Booz Allen Hamilton, Washington, DC, USA.
Departments of Biomedical Informatics, Biostatistics, and Medicine, Vanderbilt University Medical Center, Nashville, Tennessee, USA.
J Am Med Inform Assoc. 2021 Jul 14;28(7):1582-1590. doi: 10.1093/jamia/ocab065.
Artificial intelligence (AI) is critical to harnessing value from exponentially growing health and healthcare data. Expectations are high for AI solutions to effectively address current health challenges. However, there have been prior periods of enthusiasm for AI followed by periods of disillusionment, reduced investments, and progress, known as "AI Winters." We are now at risk of another AI Winter in health/healthcare due to increasing publicity of AI solutions that are not representing touted breakthroughs, and thereby decreasing trust of users in AI. In this article, we first highlight recently published literature on AI risks and mitigation strategies that would be relevant for groups considering designing, implementing, and promoting self-governance. We then describe a process for how a diverse group of stakeholders could develop and define standards for promoting trust, as well as AI risk-mitigating practices through greater industry self-governance. We also describe how adherence to such standards could be verified, specifically through certification/accreditation. Self-governance could be encouraged by governments to complement existing regulatory schema or legislative efforts to mitigate AI risks. Greater adoption of industry self-governance could fill a critical gap to construct a more comprehensive approach to the governance of AI solutions than US legislation/regulations currently encompass. In this more comprehensive approach, AI developers, AI users, and government/legislators all have critical roles to play to advance practices that maintain trust in AI and prevent another AI Winter.

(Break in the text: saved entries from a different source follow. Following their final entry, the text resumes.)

PR #3625, opened 2026-05-05
fix(Bulk): Fix bulk recognition UI in tree view and bulk scan agent query

shaheemazmalmmd:
## Description

use bootstrap hide and show instead of CSS toggle. Change query to pull files for bulk when different scanners finds license and no license found at once.

## How to test

* Upload a component.
* Go to tree view and select multiple folders. 
* Open select option and click on bulk recognation.
* Add license text, acknowledgement and comment.
* Schedule the scan.


Kaushl2208 (approved):
LGTM, Working as expected.

PR #3626, opened 2026-05-08
fix(bulkScan): use uploadtreetablename, fix logic to get latest decis…

### LINKED ISSUE #1245: License decisions not shown correctly for identical files in all cases
### Description

Edited results are not shown correctly in License Browser view in all cases. When the decision is done as Global it should be visible in all identical file occurrences but for some file instances decisions are shown wrongly. This bug has been already once corrected in https://github.com/fossology/fossology/commit/b411cbdf096127775c3ccb8629de3ecbd7d45985#diff-4889a5c519f5c97bd1c9d69399937b74. It seems that this commit breaks the behaviour https://github.com/fossology/fossology/commit/283352a124a1ac84a6e22410865440993e1bcec2#diff-4889a5c519f5c97bd1c9d69399937b74.

#### How to reproduce

There is no one procedure to reproduce this. However, using the code from this commit https://github.com/fossology/fossology/commit/3105198dd4f9ece8fa9c756e570fa0395566fd87#diff-4889a5c519f5c97bd1c9d69399937b74 seems to correct the behaviour. The code copied below.

```
@@ -264,10 +265,8 @@ class ClearingDao
 
         $firstMatch = false;
         //prepare the new one
-        if($forClearingHistory){
-          $previousClearingId = $clearingId;
-        }
-        else{
+        $previousClearingId = $clearingId;
+        if(!$forClearingHistory){
           $previousItemId = $itemId;
         }
         $clearingEvents = array();
```
### Versions

* 3.3.0 onwards

shaheemazmalmmd:
## Description

* If the clearing decision is changed multiple times then the clearing history is not correct.
* If the clearing decision is changed from local to global then the edit licenses in tree view doesn't contain all the licenses.
* Make use of Uploadtree_a and uploadtree_uploadid to fetch tree bonds. (faster when large uploads) 

### Changes

* Change logic to fetch clearing hostory.
* Remove scope from the order clause.
* add upload id and change the item bonds function name.

## How to test

* Upload a component.
* Do clearing using single file view. 
* Now change the license and decision type to repo. 
* Go to tree View and check the edited license, also check the clearing history.

Closes #1245

### DIFF
--- a/src/deciderjob/agent/DeciderJobAgent.php
+++ b/src/deciderjob/agent/DeciderJobAgent.php
@@ -113,7 +113,7 @@ class DeciderJobAgent extends Agent
   /**
    * @brief Process clearing events of current job handled by agent
    */
-  function processClearingEventOfCurrentJob()
+  function processClearingEventOfCurrentJob($uploadId)
   {
     $userId = $this->userId;
     $groupId = $this->groupId;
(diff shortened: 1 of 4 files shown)


its-sushant (approved):
LGTM!

PR #3627, opened 2026-05-10
refactor(nomos): pre-compiling nomos regex patterns once at startup i…

shaheemazmalmmd:
…nstead

## Description

Pre-compile nomos regex at once instead of everytime. 

### Before Fix

image

### After Fix

image

## How to test

* do general testing using nomos agent


its-sushant (approved):
LGTM!

PR #3646, opened 2026-05-23
feat(compare): add feature to compare multiple components

shaheemazmalmmd:
## Description

Use existing compare feature and implement multi component compare.

image

## How to test

* Upload a component in fossology
* Go to browse and select compare.
* Select the folder where the other component is which you wish to compare.
* Select upload you can also use search if the upload count is high.
* And on the top right click compare now.
* Use freeze/ check copyrights/ licenses and use different filters.

Note: This feature only works with scanner results.


Kaushl2208 (approved):
Looks Good. Working as expected.

PR #3649, opened 2026-05-26
fix(test): dangling reference pointer failing test

Kaushl2208:
## Description

CTEST for nomos failing for `debian:trixie`. There is a dangling pointer which leads to the error.

### Changes

Remove unwanted `report_Match(undoc)`


GMishx (approved):
Good catch

PR #3653, opened 2026-05-30
fix(copyright): add detections for .net case ccopyrights

shaheemazmalmmd:
## Description

Fix false positives and false negatives and add test cases.
 
## How to test

* add the below copyright to one file.
* Copyright (c) 2021 .NET Foundation


its-sushant (approved):
Reviewed and tested. LGTM!

PR #3609, opened 2026-04-21
feat(reuser): porting reuser from php to c++

helmut-leher-magna:
**open for discussion**

See the Issue Issue #3585

-----

Migrate `reuser` agent from PHP to C++, introducing a new C++ agent implementation. 
As a role model the architecture of the `ojo` agent (C++17) was used. 

The changes include new C++ source files for the agent’s logic, state, database handling, and utility functions, as well as updates to the build system (compile and install the agent). 
The PHP agent entrypoint is removed, and packaging/dependency definitions are updated.

**Major migration to C++ agent:**

* Added new C++ agent entrypoint `reuser.cc`, implementing the main scheduler event loop and agent orchestration.
* Introduced core agent modules:
  - `ReuserDatabaseHandler` for all database operations
  - `ReuserState` for agent runtime state
  - `ReuserTypes.hpp` for agent data types and constants
  - `ReuserUtils` for agent utility functions and scheduler integration
  
**Build system and packaging updates:**

* Updated `src/reuser/agent/CMakeLists.txt` to build and install the new C++ agent, link dependencies, and handle versioning.
* Updated `Dockerfile` to copy `mod_deps` for the `reuser` module.
* Updated `debian/control` to declare shared library dependencies for the new agent.
* Set C++ as the required language for the `reuser` CMake project.

**Removal of the PHP agent entrypoint `reuser.php`**

**General improvements and safeguards:**

* Improved symlink installation logic in CMake to avoid overwriting native files.
* Added a null check in the C++ database manager cleanup to prevent errors.

PR #3655, opened 2026-06-01
fix(reuser): add getDecisionTypePriority for same pfile

sakshammishra112:
## Description

This PR adds the `getDecisionTypePriority()` function to correctly handle cases where the same pfile exists at multiple locations within a package and has different clearing decision types (e.g., `IDENTIFIED`, `IRRELEVANT`).  see PR #3587.

Previously, the C++ reuser applied the latest clearing decision found for a pfile.

Works on top of PR #3609 .

#### 1. Reuse Skips Already-Cleared Files

The C++ reuser now skips applying reuse to files that already have clearing decisions. This prevents reuse data from being re-applied to files that have already been cleared.

#### 2. Decision Priority Handling

A new `getDecisionTypePriority()` function has been introduced to determine the effective clearing decision when the same pfile appears in multiple locations with different decision types. This ensures that the most appropriate decision is selected instead of simply using the latest one.

#### 3. Heartbeat Handling
The `reuserCopyrights()` function currently does not invoke `fo_scheduler_heart()` for each processed event, whereas the PHP reuser calls `$this->heartbeat(1)` inside the processing loop (see `src/reuser/agent/ReuserAgent.php`, line [242](https://github.com/fossology/fossology/blob/3eac9efd81719c5e2e4a1a0b97da4ff96d012842/src/reuser/agent/ReuserAgent.php#L242)).
Added `fo_scheduler_heart(1)` in `reuserCopyrights()` after each event.

This difference has been noted during implementation and comparison with the PHP reuser.

#### 4. CMakeLists.txt

The ```install(TARGETS ...)``` command does not support the ```RENAME``` option (that only works with ```install(FILES ...)``` and ```install(PROGRAMS ...))```. Previously, the executable was named reuser_exec and a ```RENAME``` reuser was used to work around the target name collision with ```generate_version_php()``` creating a custom target also called reuser. Since ```RENAME``` was silently ignored, ```cmake --install``` installed the binary as ```reuser_exec``` instead of ```reuser```, leaving the old reuser binary untouched.

One needed to manually do:
```bash
sudo cp build/src/reuser/agent/reuser_exec /usr/local/share/fossology/reuser/agent/reuser
sudo chmod +x /usr/local/share/fossology/reuser/agent/reuser
```
**Fix:** Name the custom version target explicitly ```(reuser_version_php)``` and rename the executable target to reuser directly — **no collision**, no ```RENAME``` needed, ```cmake --install``` produces the correct binary name.

<details>
<summary>Build Before changes</summary>

Screenshot 2026-06-11 001215-imageonline co-merged

</details>

<details>
<summary>Build After changes</summary>

Screenshot 2026-06-11 001724-imageonline co-merged

</details>

## Testing

The C++ reuser was tested against the PHP reuser using the following uploads:

- `linux-6.7.tar.xz`
- `linux-6.9.tar.xz`

Reuse was performed on:

- `linux-6.8.tar.xz`

### Functional Verification

The following reuse modes were tested and behaved as expected, matching the PHP reuser:

- `REUSE_MAIN`
- `REUSE_CONF`
- `REUSE_ENHANCED`
- `REUSE_COPYRIGHT`

Additionally:

- Unit tests pass successfully.
- Debian packaging changes were verified and look good.

### Performance Comparison

The same test scenario was executed three times under identical conditions, and the mean elapsed time was recorded.

| Reuser | Mean Elapsed Time |
|---------|------------------|
| PHP Reuser | `00:04:05.325627` |
| C++ Reuser | `00:03:52.083240` |

**Improvement:** ~13.24 seconds faster than the PHP reuser.

### PHP Reuser

<details>
<summary>Screenshot</summary>

phpReuser

</details>

### C++ Reuser

<details>
<summary>Screenshot</summary>

cppReuser

</details>

cc: @shaheemazmalmmd @Kaushl2208


sakshammishra112:
Rebased on top of `helmut/feat/reuser-php-migration `

shaheemazmalmmd (dismissed):

its-sushant (approved):
Reviewed and tested. LGTM!

PR #641, opened 2026-07-31
fix(spec): reject reserved system field names at create and alter time

jackylee-ch:
`TableSchema::validate_no_reserved_fields` already rejects the five Java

人工智能(AI)对于从呈指数级增长的健康和医疗保健数据中挖掘价值至关重要。人们对 AI 解决方案能够有效应对当前健康挑战抱有很高的期望。然而,此前曾有过对 AI 的热情高涨时期,随后是失望时期、投资减少和进展缓慢的时期,被称为“AI 寒冬”。由于越来越多的 AI 解决方案宣传的并非其所吹捧的突破,从而降低了用户对 AI 的信任,我们现在面临着健康/医疗保健领域的另一场 AI 寒冬。在本文中,我们首先强调了最近发表的关于 AI 风险和缓解策略的文献,这些文献对于考虑设计、实施和推广自治的团体将是相关的。然后,我们描述了一个过程,说明如何通过更多的行业自治来制定和定义促进信任以及 AI 风险缓解实践的标准,该过程由不同利益相关者群体共同参与。我们还描述了如何通过认证/认可来验证对这些标准的遵守情况。政府可以鼓励自治,以补充现有的监管框架或立法工作,从而减轻 AI 风险。更广泛地采用行业自治可以填补一个关键的空白,构建一个比美国立法/法规目前涵盖的更全面的 AI 解决方案治理方法。在这种更全面的方法中,AI 开发人员、AI 用户和政府/立法者都需要发挥关键作用,以推进维护对 AI 信任并防止另一场 AI 寒冬的实践。